Yes alias there is hope and forgivness is very possible.
My wife told me to my face she did'nt love me,wanted the OM,said there was no hope.
She strung me along,sandbagged me,lied and...well I think you know how it goes.
My WW had a EA with ex hs bf,even met up with him four times in a K-Mart parking lot.
Yeah I know how it sounds but I do know physically nothing happened but does that matter? She still gave her love to him.
She has come around all the way,remorse,regret,transparency.....everything.
She knows how stupid it was.
Its going decent with us but its a long story and if you need to talk feel free to PM me or my wife,yes she's on Tams also and it has helped greatly.
There is hope and relationships CAN turn around and people do fall back in love.
Dont give up,I'm glad I did'nt.
Message me if you feel the need.
Take care friend...I'm sorry this is happening to you.
_Posted via Mobile Device_


----------



## Racer

I struggle with this, but am fairly well down the road to forgiveness.

A few pointers. First, is define what forgiveness is to you. For me, it’s a broad spectrum of levels of acceptance. At the upper end of the meter is true forgiveness. That means it no longer really effects your perspective of her or influences your decisions. Then there is an infinite amount of ‘acceptance’ below that. You’ve basically got to start at the bottom and work your way to the top. There isn’t a shortcut.

A biggy; Her ‘Why”. She needs to work really hard on that one. Also note the “why” changes as she continues to dig. They’ll be shallow excuses at first and often blaming the marriage or you for her choices.. That’s the foggy talk. Keep at it until she starts saying ‘insecurity issues’ or things like that; Then question and have her dig deeper to the roots of why she might feel that way.

Another is “Who, what, when, where.” You’ll need to ask questions until you are out of them or they aren’t important. This will help you accept what happened and gets rid of the ‘what if’ scenarios and fears of the unknown where your brain is more than happy to think of what might ‘fit’ into the those blank pages. Easier to deal with reality and cold hard facts.

Then there is ‘time’. This part sucks. It is going to take a whole new history of positive experiences before you’ll feel able to predict future behavior and feel secure. This is the rebuilding trust part; Which feeds into forgiveness. 

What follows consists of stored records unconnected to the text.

PR #1192, opened 2017-09-25
version bump

robertohuertasm:
How do you feel about the installations number? I would like to know your thoughts before merging this PR. :wink:

### DIFF
--- a/package-lock.json
+++ b/package-lock.json
@@ -1,6 +1,6 @@
 {
     "name": "vscode-icons",
-    "version": "7.12.0",
+    "version": "7.14.0",
     "lockfileVersion": 1,
     "requires": true,
     "dependencies": {
--- a/package.json
+++ b/package.json
@@ -2,7 +2,7 @@
     "name": "vscode-icons",
     "displayName": "vscode-icons",
     "description": "Icons for Visual Studio Code",
-    "version": "7.13.0",
+    "version": "7.14.0",
     "publisher": "robertohuertasm",
     "license": "MIT",
     "author": {


JimiC:
Putting it politely. :-1:
But if you feel like adding them I would add the installs per version.

robertohuertasm:
The thing is that I don't know the installs per version. We need the difference to know it. That's why I thought that this could be useful but I also have my doubts about it.

robertohuertasm:
I'll write this down somewhere and leave this for future consideration.

JimiC:
The thing is that you are the only one that knows those numbers and if anyone else wants to compile a new changelog entry will not know that info.

robertohuertasm:
It's public information. At least I thought it was. I get the information from [here](https://marketplace.visualstudio.com/items?itemName=robertohuertasm.vscode-icons)

JimiC:
Oh. Then the number will not be accurate. How do you know the exact number of the version until you actually push the new one? I mean from the time you add the info, commit, publish some more installations have been done.

robertohuertasm:
It's not accurate, that's for sure. It's an orientative figure.  I get the number just before using the `vsce` tool. Normally, after a week of a release, the number of installs slows down so it's not a huge error margin. This would be for statistical purposes only so we could know the growing trends of the extension and evaluate if people is adopting or running away whenever we change something.

robertohuertasm:
I'll keep this info noted outside the repo for our information for the moment.

jens1o:
We may round the numbers?

JimiC:
Insights Analytics.

JimiC:
I used to use GA for monitoring in another project.

robertohuertasm:
Never mind guys. I didn't want to be invasive by installing analytics. Let's leave it like it is.

JimiC:
Yeah, that's a tricky thing.

PR #1193, opened 2017-09-25
Change locale structure to support translation service.

JimiC:
This PR refactors the language resources files to support upcoming translation service integration.


JimiC:
I have tested it by uninstalling the extension, creating a package and installing again from VSIX.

And the other important step is “How is she going to fix this in herself.” You are going to have to feel secure that she has resolved the issues. There is no magic pill. Changes take a lot of time. This will be revisited over and over; “How do you feel about it now? What’s different now?” kinds of questions you’ll need the answer too and it should change over time as she works on it. 

Obviously, there is a hell of a lot more to it than that, but that’s the basics in a nutshell. There will be a ton of obstacles and hurdles as well as back tracking. So, try to see things in the overall ‘gains and advances’ in the progress instead of latching onto specific screwups.


----------